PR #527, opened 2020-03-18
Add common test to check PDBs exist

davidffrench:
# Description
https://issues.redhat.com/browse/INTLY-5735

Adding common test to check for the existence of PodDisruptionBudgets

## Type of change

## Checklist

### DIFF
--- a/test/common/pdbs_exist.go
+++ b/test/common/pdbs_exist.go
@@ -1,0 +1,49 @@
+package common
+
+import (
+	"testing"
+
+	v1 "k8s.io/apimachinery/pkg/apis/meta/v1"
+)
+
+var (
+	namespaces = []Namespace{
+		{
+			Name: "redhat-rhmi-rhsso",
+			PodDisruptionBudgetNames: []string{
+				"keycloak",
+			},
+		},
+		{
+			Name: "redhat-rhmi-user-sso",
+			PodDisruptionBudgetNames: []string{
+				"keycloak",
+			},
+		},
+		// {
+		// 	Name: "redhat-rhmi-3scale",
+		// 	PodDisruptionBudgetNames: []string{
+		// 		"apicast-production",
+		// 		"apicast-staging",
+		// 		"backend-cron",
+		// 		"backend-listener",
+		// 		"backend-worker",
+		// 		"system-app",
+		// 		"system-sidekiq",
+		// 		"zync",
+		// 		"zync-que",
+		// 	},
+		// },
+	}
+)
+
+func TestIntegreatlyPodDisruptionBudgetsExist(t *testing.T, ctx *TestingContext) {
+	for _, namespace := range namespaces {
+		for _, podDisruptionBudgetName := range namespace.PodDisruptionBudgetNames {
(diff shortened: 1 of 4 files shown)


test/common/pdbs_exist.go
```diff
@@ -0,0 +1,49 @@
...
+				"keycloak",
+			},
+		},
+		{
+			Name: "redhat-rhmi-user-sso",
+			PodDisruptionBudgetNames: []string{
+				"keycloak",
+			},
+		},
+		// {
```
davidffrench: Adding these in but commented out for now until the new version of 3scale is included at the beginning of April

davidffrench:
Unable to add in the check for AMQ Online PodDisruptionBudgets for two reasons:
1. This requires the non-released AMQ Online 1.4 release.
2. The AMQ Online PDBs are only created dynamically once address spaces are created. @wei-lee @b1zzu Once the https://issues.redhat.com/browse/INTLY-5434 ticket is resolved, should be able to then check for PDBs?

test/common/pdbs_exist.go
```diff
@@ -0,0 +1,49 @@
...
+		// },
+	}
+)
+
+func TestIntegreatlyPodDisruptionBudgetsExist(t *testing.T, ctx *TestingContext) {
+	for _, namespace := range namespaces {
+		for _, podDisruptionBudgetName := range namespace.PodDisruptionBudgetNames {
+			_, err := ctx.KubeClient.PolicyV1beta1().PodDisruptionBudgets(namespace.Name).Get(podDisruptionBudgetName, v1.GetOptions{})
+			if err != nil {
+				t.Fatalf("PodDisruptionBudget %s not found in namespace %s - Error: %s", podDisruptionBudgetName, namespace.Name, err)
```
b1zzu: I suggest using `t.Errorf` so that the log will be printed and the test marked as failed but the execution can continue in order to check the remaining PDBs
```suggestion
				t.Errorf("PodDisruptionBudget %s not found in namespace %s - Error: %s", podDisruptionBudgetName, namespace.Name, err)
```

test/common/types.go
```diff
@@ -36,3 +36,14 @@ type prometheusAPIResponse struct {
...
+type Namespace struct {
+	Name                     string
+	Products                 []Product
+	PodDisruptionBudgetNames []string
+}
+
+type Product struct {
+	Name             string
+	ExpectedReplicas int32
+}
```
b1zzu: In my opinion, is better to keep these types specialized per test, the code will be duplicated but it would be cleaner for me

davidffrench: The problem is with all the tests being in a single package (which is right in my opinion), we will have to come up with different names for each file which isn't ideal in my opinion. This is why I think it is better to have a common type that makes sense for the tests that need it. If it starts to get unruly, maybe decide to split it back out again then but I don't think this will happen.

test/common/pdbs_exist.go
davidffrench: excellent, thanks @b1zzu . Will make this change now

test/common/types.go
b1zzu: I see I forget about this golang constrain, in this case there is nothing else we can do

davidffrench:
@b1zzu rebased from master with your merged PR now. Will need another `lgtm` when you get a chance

→ **Required work**
So that nothing is lost, please reproduce each entry exactly as written.

→ **Output of the task**
PR #527, opened 2020-03-18
Add common test to check PDBs exist

davidffrench:
# Description
https://issues.redhat.com/browse/INTLY-5735

Adding common test to check for the existence of PodDisruptionBudgets

## Type of change

## Checklist

### DIFF
--- a/test/common/pdbs_exist.go
+++ b/test/common/pdbs_exist.go
@@ -1,0 +1,49 @@
+package common
+
+import (
+	"testing"
+
+	v1 "k8s.io/apimachinery/pkg/apis/meta/v1"
+)
+
+var (
+	namespaces = []Namespace{
+		{
+			Name: "redhat-rhmi-rhsso",
+			PodDisruptionBudgetNames: []string{
+				"keycloak",
+			},
+		},
+		{
+			Name: "redhat-rhmi-user-sso",
+			PodDisruptionBudgetNames: []string{
+				"keycloak",
+			},
+		},
+		// {
+		// 	Name: "redhat-rhmi-3scale",
+		// 	PodDisruptionBudgetNames: []string{
+		// 		"apicast-production",
+		// 		"apicast-staging",
+		// 		"backend-cron",
+		// 		"backend-listener",
+		// 		"backend-worker",
+		// 		"system-app",
+		// 		"system-sidekiq",
+		// 		"zync",
+		// 		"zync-que",
+		// 	},
+		// },
+	}
+)
+
+func TestIntegreatlyPodDisruptionBudgetsExist(t *testing.T, ctx *TestingContext) {
+	for _, namespace := range namespaces {
+		for _, podDisruptionBudgetName := range namespace.PodDisruptionBudgetNames {
(diff shortened: 1 of 4 files shown)


test/common/pdbs_exist.go
```diff
@@ -0,0 +1,49 @@
...
+				"keycloak",
+			},
+		},
+		{
+			Name: "redhat-rhmi-user-sso",
+			PodDisruptionBudgetNames: []string{
+				"keycloak",
+			},
+		},
+		// {
```
davidffrench: Adding these in but commented out for now until the new version of 3scale is included at the beginning of April

davidffrench:
Unable to add in the check for AMQ Online PodDisruptionBudgets for two reasons:
1. This requires the non-released AMQ Online 1.4 release.
2. The AMQ Online PDBs are only created dynamically once address spaces are created. @wei-lee @b1zzu Once the https://issues.redhat.com/browse/INTLY-5434 ticket is resolved, should be able to then check for PDBs?

test/common/pdbs_exist.go
```diff
@@ -0,0 +1,49 @@
...
+		// },
+	}
+)
+
+func TestIntegreatlyPodDisruptionBudgetsExist(t *testing.T, ctx *TestingContext) {
+	for _, namespace := range namespaces {
+		for _, podDisruptionBudgetName := range namespace.PodDisruptionBudgetNames {
+			_, err := ctx.KubeClient.PolicyV1beta1().PodDisruptionBudgets(namespace.Name).Get(podDisruptionBudgetName, v1.GetOptions{})
+			if err != nil {
+				t.Fatalf("PodDisruptionBudget %s not found in namespace %s - Error: %s", podDisruptionBudgetName, namespace.Name, err)
```
b1zzu: I suggest using `t.Errorf` so that the log will be printed and the test marked as failed but the execution can continue in order to check the remaining PDBs
```suggestion
				t.Errorf("PodDisruptionBudget %s not found in namespace %s - Error: %s", podDisruptionBudgetName, namespace.Name, err)
```

test/common/types.go
```diff
@@ -36,3 +36,14 @@ type prometheusAPIResponse struct {
...
+type Namespace struct {
+	Name                     string
+	Products                 []Product
+	PodDisruptionBudgetNames []string
+}
+
+type Product struct {
+	Name             string
+	ExpectedReplicas int32
+}
```
b1zzu: In my opinion, is better to keep these types specialized per test, the code will be duplicated but it would be cleaner for me

davidffrench: The problem is with all the tests being in a single package (which is right in my opinion), we will have to come up with different names for each file which isn't ideal in my opinion. This is why I think it is better to have a common type that makes sense for the tests that need it. If it starts to get unruly, maybe decide to split it back out again then but I don't think this will happen.

test/common/pdbs_exist.go
davidffrench: excellent, thanks @b1zzu . Will make this change now

test/common/types.go
b1zzu: I see I forget about this golang constrain, in this case there is nothing else we can do

davidffrench:
@b1zzu rebased from master with your merged PR now. Will need another `lgtm` when you get a chance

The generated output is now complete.